Bergamo, 19 novembre 2025 – “Voglio intensità, sacrificio, dedizione al lavoro e voglia di combattere. a voglio che rispecchi lo spirito dei bergamaschi”. Nella sala stampa della New Balance Arena, affollata come non mai, nel tardo pomeriggio e’ stato presentato in conferenza il nuovo tecnico nerazzurro Raffaele Palladino, chiamato a sostituire Ivan Juric dopo un avvio da soli 13 punti in classifica e appena 13 gol segnati.
“Il dogma è: comandare le partite”
Nessun proclama, l’obiettivo dichiarato del 41enne tecnico campano ex Monza e Fiorentina (“Sono stati anni formativi, mi porto un buon bagaglio di esperienza”) è quello di riportare la Dea in Europa e restituirle fin da subito l’entusiasmo e quell’animo pugnace che ha sempre contraddistinto la squadra nerazzurra nei nove precedenti anni di Gasperini. “Il dogma di questa società e di questo gruppo è quello di comandare le partite, avere intensità e andare forte, vogliamo battagliare su tutti i campi e contro ogni avversario, dimostrando di essere sempre una squadra coraggiosa”, ha rimarcato Palladino.
Il modulo
Confermando la continuità tattica di modulo: “Credo che questa squadra sia stata costruita per giocare con un 3-4-2-1 o un 3-4-1-2, è un sistema di gioco che questa squadra conosce già molto bene.
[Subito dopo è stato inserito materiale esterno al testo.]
PR #2999, opened 2022-08-24
Do not report redundant suppressions on trimmed members

### LINKED ISSUE #2990: NRE in CustomAttributeSource.GetAssemblyFromCustomAttributeProvider
@vitek-karas @sbomer there's an ILLink exception with this update:

```
ILLink : error IL1012: IL Trimmer has encountered an unexpected error. Please report the issue at https://github.com/dotnet/linker/issues [/__w/1/s/src/coreclr/tools/aot/ILCompiler/ILCompiler.csproj]
##[error]ILLink(0,0): error IL1012: (NETCORE_ENGINEERING_TELEMETRY=Build) IL Trimmer has encountered an unexpected error. Please report the issue at https://github.com/dotnet/linker/issues
  Fatal error in IL Linker
     at Mono.Linker.CustomAttributeSource.GetAssemblyFromCustomAttributeProvider(ICustomAttributeProvider provider)
     at Mono.Linker.CustomAttributeSource.TryGetEmbeddedXmlInfo(ICustomAttributeProvider provider, AttributeInfo& xmlInfo)
     at Mono.Linker.CustomAttributeSource.TryGetCustomAttributeOrigin(ICustomAttributeProvider provider, CustomAttribute customAttribute, MessageOrigin& origin)
     at Mono.Linker.UnconditionalSuppressMessageAttributeState.GetSuppressionOrigin(Suppression suppression)
     at Mono.Linker.Steps.CheckSuppressionsDispatcher.Process(LinkContext context)
```

_Originally posted by @akoeplinger in https://github.com/dotnet/runtime/issues/74238#issuecomment-1220711661_

jkurdek:
The code allowed for reporting redundant suppressions on members which were removed by the linker.

This was possible e.g. when we had an assembly level suppression targeting a trimmed away member and had another warning triggered in the assembly. 

Added filter checking whether the suppression's provider is marked. Should fix #2990 

The change run into problems with suppressions on properties and events (they are not marked, only their accessors are). The PR introduces workaround for this.

### DIFF
--- a/src/linker/Linker.Steps/CheckSuppressionsDispatcher.cs
+++ b/src/linker/Linker.Steps/CheckSuppressionsDispatcher.cs
@@ -33,7 +33,6 @@ namespace Mono.Linker.Steps
 				context.LogWarning (new MessageOrigin (source), DiagnosticId.RedundantSuppression, $"IL{suppression.SuppressMessageInfo.Id:0000}");
 			}
 
-
 			bool ProviderIsMarked (ICustomAttributeProvider provider)
 			{
 				if (provider is PropertyDefinition property) {
--- a/src/linker/Linker.Steps/CheckSuppressionsDispatcher.cs
+++ b/src/linker/Linker.Steps/CheckSuppressionsDispatcher.cs
@@ -4,6 +4,7 @@
 using System.Collections.Generic;
 using System.Linq;
 using ILLink.Shared;
+using Mono.Cecil;
 
 namespace Mono.Linker.Steps
 {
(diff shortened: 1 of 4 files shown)


src/linker/Linker.Steps/CheckSuppressionsDispatcher.cs
```diff
@@ -23,13 +24,30 @@ public override void Process (LinkContext context)
...
+				.Where (suppression => ProviderIsMarked (suppression.Provider));
 
 			foreach (var suppression in redundantSuppressions) {
 				var source = context.Suppressions.GetSuppressionOrigin (suppression);
 
 				context.LogWarning (new MessageOrigin (source), DiagnosticId.RedundantSuppression, $"IL{suppression.SuppressMessageInfo.Id:0000}");
 			}
+
+
+			bool ProviderIsMarked (ICustomAttributeProvider provider)
```
tlakollo, line 37: I don't have a strong preference for checking the accessors vs adding the property/event into the Annotations cache when executing MarkProperty/MarkEvent but if somebody has reasons to use the latter I'm leaving this comment to flag it

tlakollo (approved):
Looks good to me :)

src/linker/Linker.Steps/CheckSuppressionsDispatcher.cs
vitek-karas: Currently we don't do this, but it's likely we'll start soon: To reduce size, if we can prove the property is not reflection accessed we would remove the property and only leave the accessors as simple methods. So there will be a distinct difference between marking property and marking its accessor (even though currently linker doesn't do this).

But currently we don't "mark" properties (no annotation), so checking the accessors is OK. Could you please add a test where there's a property (and/or event) which is targeted by a suppression and:
* It ends up being removed (no usage)
* Used in code, but not in reflection
* Use by reflection

This should make sure that we catch the problem in this code once we implement the above mentioned optimization.
There's also probably an issue for the optimization, so maybe add a comment there that we'll need to update the logic here.

vitek-karas (approved):

PR #3000, opened 2022-08-24
Suppress warnings in 6.0 framework

sbomer:
This includes a sidecar XML file which will suppress new warnings in the 6.0 framework.
Fixes https://github.com/dotnet/linker/issues/2998
Tested in https://github.com/dotnet/sdk/pull/27461

Note that a few of the new warnings for compiler-generated code are suppressed in 7.0 with attributes on local functions. In the XML I had to suppress them with an attribute on the user method (since the signature format doesn't support compiler-generated code).

Also note that this approach only includes suppressions for the core framework, not OOB assemblies. OOB assemblies or third-party nuget packages will require a slightly different approach to avoid warnings about unresolved members referenced in XML, in apps where those assemblies aren't used. There are no warnings that we need to suppress in OOB assemblies - only new warnings in already trim-incompatible code.

This also includes a fix for a varargs method issue I found while running on the 6.0 framework.


jtschuster (approved):
Seems good to me. I haven't been able to test it, but I assume you have.

tlakollo (approved):
I learned something new about varargs, thanks!

PR #3003, opened 2022-08-25
Don't suppress all warnings with SuppressTrimAnalysisWarnings

sbomer:
This replaces https://github.com/dotnet/linker/pull/2930 with a different approach. Now SuppressTrimAnalysisWarnings only suppresses those warnings defined to be part of the "trim analysis" category, using a separate command-line argument.
An exception is 5.0 apps, where the setting continues to suppress specific warnings for compatibility.

Fixes https://github.com/dotnet/linker/issues/2982


jtschuster (approved):
Just to make sure I understand this, it looks like compared to https://github.com/dotnet/linker/pull/2930, we're just moving the logic for SuppressTrimAnalysisWarnings to the linker instead of MSBuild; is that right? And I guess custom steps can opt in to suppressing their warnings if they use the "TrimAnalysis" subcategory. Looks good to me if that's the case.

tlakollo (approved):
Looks fine to me :)

PR #3011, opened 2022-08-30
Separate the `this` parameter/argument from the method parameter/argument array

jtschuster:
We use a single array to hold the `this` parameter and method parameters/arguments in a few places, and that requires us to check for `HasImplicitThis()` anytime we want to index the array. This change removes the `this` parameter from the array and adds a side channel where necessary. This aligns better with Cecil's `MethodReference.Parameters` and makes it easier to use SourceParameterIndex in more places.

In `MethodBodyScanner.HandleCall` and `MethodBodyScanner.PopCallArguments`, separate the `this` argument from the rest of the method arguments to avoid having to check method.HasImplicitThis() anytime we want to index the array. This was already done on the path to the shared HandleCallAction, so this change just moves that higher up the call chain.

In FlowAnnotations, add a `ThisParameterAnnotation` to `MethodAnnotations` to make indexing `ParameterAnnotations` line up with `MethodReference.Parameters`. A helper `ParametersHaveAnnotations()` method checks for the `ThisParameterAnnotation` and replaces the checks for a null `ParameterAnnotations`.

Use `SourceParameterIndex` in `MethodProxy.ParameterReferenceKind` and make it a partial method.

Please let me know if you have any better names for `SourceParameterIndex`, I still don't really like the name but I can't think of anything better.


MichalStrehovsky:
> I like this approach! I would make sure to get @vitek-karas's opinion to see if this will work well in NativeAot too.

NativeAOT works with method signatures the way they exist in IL - `this` is parameter 0, always.

Separating `this` out as something special is a bit confusing. If I have a method with an explicit this, I expect the annotation for the `this` parameter would be in the aptly named `MethodAnnotations.ThisParameterAnnotation`, but it won't because it's in `ParameterAnnotations[0]` instead.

Questa è una squadra che ritengo forte, con importanti valori. Non sono un integralista tattico, cerco di mettere il vestito giusto alla squadra, di cucirlo in base alle caratteristiche dei giocatori che ho e questi sono giocatori forti”, ha sottolineato l’allenatore di Mugnano.
Che ha già parlato con ognuno dei giocatori, prima al telefono e poi di persona sul campo di allenamento.
I contatti con i calciatori
“La scorsa settimana abbiamo lavorato con solo nove calciatori, ma questi primi giorni mi sono già serviti per conoscere i giocatori. Ho sentito al telefono tutti i nazionali, prima di incontrarli al loro ritorno. Lookman? Credo molto in lui. Con la squadra ho battuto tanto sui tasti del dna dell’Atalanta: intensità, voglia di lavorare, sacrificio, il dna che ha sempre contraddistinto questa società. Sappiamo che c’è tanto da lavorare e abbiamo poco tempo, in cui dobbiamo riuscire a fare il massimo. Questo è un gruppo che ha grandi valori umani e tecnici e che ha grande voglia di lavorare. Abbiamo una rosa ampia, dove tutti meritano di giocare e avranno le loro possibilità in base a quanto mi faranno vedere in allenamento, per tutti loro ogni giorno sarà un test”, ha concluso Palladino.